Tabacs « dits à moindre risque »
Pour le Pr Dautzenberg, l’opération est une tentative de normaliser les nouveaux produits inventés par les cigarettiers, le tabac chauffé, sans combustion, pour surfer sur le succès de la vape, des
cigarettes électroniques. Ces produits, Ploom de Japan Tobacco, Iqos de Philip Morris ou Glo de BAT, sont des dispositifs hybrides entre la cigarette et la vapoteuse. Ils fonctionnent avec des recharges contenant du tabac et une résistance électrique qui permet de le chauffer et de produire des vapeurs. Ils sont présentés comme bien moins nocifs que la cigarette par les industriels, sans les produits les plus toxiques issus de la combustion (goudrons, monoxyde de carbone...). Ces dispositifs et leurs recharges remportent un grand succès au Japon, où la publicité sur le tabac est encore autorisée. Le phénomène n’a rien à voir en Europe, où ils tombent sous le coup de l’interdiction de la publicité des produits du tabac. D’où la volonté des industriels de les présenter comme des dispositifs qui peuvent aider les fumeurs à arrêter de fumer. Ils pourraient ainsi en faire la promotion sans restriction.

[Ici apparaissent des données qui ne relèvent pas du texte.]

Issue #966, opened 2024-04-12
Crash app with ads redirect to "about:blank"


TranNghiaHiep:
**Describe the bug**
When try with ads click redirect to "about:blank" app crash with error: "*** Terminating app due to uncaught exception 'NSInvalidArgumentException', reason: 'The specified URL has an unsupported scheme. Only HTTP and HTTPS URLs are supported.'"

TranNghiaHiep:
I tried adding a code snippet to check the URL scheme before redirecting, and it works. Will this have any impact?

Line 333 in file PBMWebView.m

« Les industriels nous jurent que ce tabac chauffé est moins toxique que la cigarette, mais ce n’est pas prouvé du tout, et il doit bien y avoir un peu de combustion quand même puisqu’on retrouve des traces de monoxyde de carbone dans les vapeurs, remarque le Pr Dautzenberg. Aujourd’hui, le tabac tue un de ses fidèles consommateurs sur deux. Même si les tabacs " dits à moindre risque " n’en tuent qu’un sur trois ou un sur dix, voire un sur cent, cela reste inacceptable. »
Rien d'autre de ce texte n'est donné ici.